WASHINGTON — Monthly U.S. exports to Europe grew in December, a hopeful sign after a steep decline the previous month. But, some economists remain concerned that the region’s debt crisis will still weigh on the U.S. economy this year.
The Commerce Department said Friday that the overall trade deficit widened to $48.8 billion in December because imports grew at a faster pace than exports. It was the largest imbalance since June.
Imports rose 1.3 percent, largely because the U.S. bought more foreign autos, auto parts and industrial machinery.
Exports increased 0.7 percent. And exports to Europe rose 7.2 percent.

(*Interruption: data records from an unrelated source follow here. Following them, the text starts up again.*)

PR #309, opened 2015-10-16
Add the py35-django19 env to travis but allow it to fail

dulaccc:
Be ready for the integration of Python 3.5.
This way, we keep an eye when looking for ci builds, and we'll only need to remove the `allow_failures` key in `travis.yml`.


synasius:
thnx @dulaccc

dulaccc:
always a pleasure !

synasius:
@dulaccc next time add yourself to contributors list.

Issue #296, opened 2015-09-23
JSONOAuthLibCore breaks multipart form-data request for django-rest-framework


sacgup:
I used JSONOAuthLibCore to accept JSON data for getting tokens.
But after using it gives error for multipart form-data request calls to my api's which are made using django-rest-framework.  I need to use multipart-form data to upload files only and json for all other requests.

I used below class for authentication in settings.py

    'DEFAULT_AUTHENTICATION_CLASSES': (
        'oauth2_provider.ext.rest_framework.OAuth2Authentication',
    ),

Error given is "You cannot access body after reading from request's data stream".

On investigation i found django doesn't support to read from request body twice. Once it is read in JSONOAuthLibCore so when django reads data again in "django/http/request.py" it gives error at that time.

I used JSONOAuthLibCore so that my all api call to my view and oauth2 to get token are similar and accepts only json.

1.) Why oauth2 need to read body data only to authenticate request ? It should only read Authorization header and check the token to validate the user.  It should read body data only when granting tokens.

2.) Any workaround for this problem ? 

I can make my oauth2 call to send "x-www-form-urlencoded" data from client apps and json for rest of my views but i really don't want to do that.

PS: I am new to django-rest-framework, oauth2  and token authentication. So if i am missing something obvious please bear with me.

masci:
Hi @sacgup could you provide a minimum working example I can work with? I haven't found a simple workaround and need to investigate further.

sacgup:
Hi @masci 

Just override the default oauth2 backend class from OauthLibCore to JSONOauthLibCore in settings.py.

    OAUTH2_PROVIDER = {
        # this is the list of available scopes
        'SCOPES': {'read': 'Read scope', 'write': 'Write scope'},
        'OAUTH2_VALIDATOR_CLASS': 'external.validators.EmailOAuth2Validator', # Self over ride : To use email as username to get access tokens
        # 'OAUTH2_BACKEND_CLASS': 'oauth2_provider.oauth2_backends.JSONOAuthLibCore'
    }

and use the authentication class from oauth2_provider in django rest framework.
Make a request to any api of rest framework in multipart form-data or x-www-form-urlencoded content type.

You will be able to see the error.

What i have found out till now: 
JSONOauthLibCore reads the request body to get the json data and authenticate the request.
Then, django also reads the body later in it's http request class and gives error at that point of time because django allows to read request body only once. ( Don't know Why ? )

[...]

PR #311, opened 2015-10-20
Improve django-rest-framework support

dulaccc:
Hi guys,

I stubbled across some difficulties with DRF, and since you have an integration guide with it I think it could be helpful to bring some updates.

With multipart form requests I had an odd issue, because the request body was read by DOT before letting the form parser read it. It has been reported in #296, but no pull request associated, so here it is.

And I've added a little addition to the `OAuth2Authentication` class to reject non active users (thanks to @pySilver for the heads-up).

Cheers :beers:

### DIFF
--- a/oauth2_provider/ext/rest_framework/oauth2_backends.py
+++ b/oauth2_provider/ext/rest_framework/oauth2_backends.py
@@ -15,5 +15,12 @@ class OAuthLibCore(oauth2_backends.OAuthLibCore):
             for authentication and not pass the credentials in the request body
         """
         if isinstance(request, Request):
-            return request.data.items()
+            try:
+                # support DRF 2.x
+                if not hasattr(request, 'data'):
+                    return request.DATA.items()
+                return request.data.items()
+            except (ValueError, AttributeError):
+                # complex json request (list?) is not easily serializable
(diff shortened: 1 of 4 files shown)


oauth2_provider/ext/rest_framework/oauth2_backends.py
```diff
@@ -0,0 +1,19 @@
...
+        """
+        We can read only once the body in Django, 
+        so in case of DRF we avoid to read it before the framework does.
+        This use case often happen during multipart form requests.
+
+        NB: it forces you to use the `Authorization` request header 
+            for authentication and not pass the credentials in the request body
+        """
+        if isinstance(request, Request):
+            return request.data.items()
```
pySilver: This would fail once you will start using any permission classes like TokenReadWriteScope and so on. Problem is that this perm classes will access this method and will fail if request.data is not a dictionary :) imagine request with json list payload.

p.s. DRF 2.x should be supported, where .data is not available.

jleclanche:
I'm going to have to close this PR, the library changed quite a lot and so did DRF support. If you want to PR any improvements that you deem are still necessary, please do!

Issue #274, opened 2015-07-15
BUG: Application registration form not working for extended application models


mark-tan:
Submitting the registration form redirects to a 404 page when using a custom application model.

Upon initial inspection of the code, the problem seems to have been introduced in commit f5a1a493b939447076cb7af7553522b398b1d1eb while fixing #151. It looks like the form is using the default application model.

jannon:
I just ran into this, too after upgrading to 0.9.0.  I'm not sure what issue really caused #151, but I'm running Django 1.7.10 and when I change the `RegistrationForm` code to 
```python
...
from .models import get_application_model

Application = get_application_model()

...

class RegistrationForm(forms.ModelForm):
    class Meta:
        model = Application
        fields = ('name', 'client_id', 'client_secret', 'client_type', 'authorization_grant_type', 'redirect_uris')
```

everything works just fine.  So +1 to changing `RegistrationForm` back to properly using custom application models

detectedstealth:
Any status on this I have just ran into the same situation tonight. Will the pull request that @jannon made make it into master soonish or do I have to hack my local version? On a deadline need to use a custom model. 

Using Django 1.8.4

PR #312, opened 2015-10-22
RegistrationForm should use custom Application model

jannon:
This is a fix for #274.  All tests pass so unless the author of https://github.com/evonove/django-oauth-toolkit/commit/f5a1a493b939447076cb7af7553522b398b1d1eb can provide a failing test, I think the custom application model support should be restored.  This is really a bug that completely breaks custom application model use in registration

### DIFF
--- a/oauth2_provider/forms.py
+++ b/oauth2_provider/forms.py
@@ -1,6 +1,8 @@
 from django import forms
 
-from .models import Application
+from .models import get_application_model
+
+Application = get_application_model()
 
 
 class AllowForm(forms.Form):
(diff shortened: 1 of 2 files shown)


outsbart:
@jannon could you please provide a failing test reproducing #274?

jannon:
Ah, knew I forgot something. Sure thing.

jannon:
actually, we need only use the `TestApplication` model in the settings and the existing application registration test will catch the failure

synasius:
This can't be merged because the `get_application_model` at module level raises the exception described in #151. 
BTW, I pushed a proper solution which I'll merge asap. See #323

PR #321, opened 2015-11-16
Added a created and modified date to RefreshToken

bobkarreman:
To know when the connection with the application was made


jleclanche:
+1 on this, although the migrations will have to be recreated.

PR #330, opened 2015-12-08
added missing swappable migration option

bartdag:
This migration option prevents the creation of the Application model if an alternative model is already provided.

The swappable option is already set in models.py, it was only missing in the initial migration.


synasius:
merged with a8187642472cf4411e5157352abbf84a761b66e4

That followed November’s decline of more than 6 percent.
Still, exports to the 17 nations that use the euro grew just 1.7 percent in December from November. And exports to the euro zone fell 1.6 percent in December from the same month in 2010.

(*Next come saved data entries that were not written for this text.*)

PR #341, opened 2016-01-05
Fix #340 by defaulting encoding var when request.encoding is None

### LINKED ISSUE #340: Error when requesting an oauth access token with the same request encoding as the django default
Details in this SO question: http://stackoverflow.com/questions/34403912/when-trying-to-request-for-oauth-access-token-i-get-typeerror-encode-argumen

Error is `TypeError: encode() argument 1 must be string, not None`

dougkeen:
`None` is a valid value for `request.encoding`, as documented: https://docs.djangoproject.com/en/1.9/ref/request-response/#django.http.HttpRequest.encoding)

### DIFF
--- a/oauth2_provider/oauth2_validators.py
+++ b/oauth2_provider/oauth2_validators.py
@@ -7,6 +7,7 @@ import logging
 from datetime import timedelta
 
 from django.utils import timezone
+from django.conf import settings
 from django.contrib.auth import authenticate
 from django.core.exceptions import ObjectDoesNotExist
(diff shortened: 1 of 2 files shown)


powdahound:
:+1:

This will resolve the following issue: http://stackoverflow.com/questions/34403912/when-trying-to-request-for-oauth-access-token-i-get-typeerror-encode-argumen

I'm curious how people have been using django-oauth-toolkit successfully with this bug in place. It seems like it'd get in everyone's way, but I must be missing something.

PR #344, opened 2016-02-06
add limit support of application module

eastpiger:
add limit support of application module
add check scope from settings and allowed scopes of client
# Change:
- Add scope and default_scope to application module
- update the form of application module as well as its validator function
- change validate_scopes function to check if the request scope is allowed
- change get_default_scopes function to provide default scope from application
- remove setting DEFAULT_SCOPES and add DEFAULT_APPLICATION_ALLOWED_SCOPES & DEFAULT_APPLICATION_DEFAULT_SCOPES
# Reference:
## Oauthlib > suggest client module:

Scopes:

Required. The list of scopes the client may request access to. If you allow multiple types of grants this will vary related to their different security properties. For example, the Implicit Grant might only allow read-only scopes but the Authorization Grant also allow writes.

```
# You could represent it either as a list of keys or by serializing
# the scopes into a string.
scopes = django.db.models.TextField()

# You might also want to mark a certain set of scopes as default
# scopes in case the client does not specify any in the authorization
default_scopes = django.db.models.TextField()
Redirect URIs:
```


eastpiger:
Also fixed this [issue#345](https://github.com/evonove/django-oauth-toolkit/issues/345)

Europe consumes nearly one-fifth of America’s exports. Some economists fear the continent may already be in a recession.
“With the danger that the euro-zone enters a deep recession still very real, weaker demand from Europe will weigh on US export growth both this year and next,” said Paul Dales, senior U.S. economist with Capital Economics.
For the 2011, the deficit climbed to $588 billion, the highest level since 2008. Both exports and imports rose to all-time highs.
Economic growth weakens when exports decline because factories tend to produce fewer goods. And U.S. companies earn less.
The economy grew at an annual rate of 2.8 percent in the final three months of 2011. For 2011, it expanded by just 1.7 percent, roughly half the rate in 2010.
For 2012, economists at JPMorgan Chase forecast economic growth of around 2.3 percent. Trade is expected to be neutral as solid growth in exports is expected to be roughly offset by growth in imports.
However, that forecast could prove too optimistic if the slowdown in Europe worsens, given that this region is a top market for U.S. exports.
For the year, the deficit with China climbed to an all-time high of $295.5 billion, up 8.2 percent from the previous record set in 2010. Both imbalances were the largest ever recorded with a single country. Those deficits, coming at a time of high unemployment, have triggered calls in Congress for a crack-down on what critics see as unfair Chinese trade practices such as the country’s undervalued currency.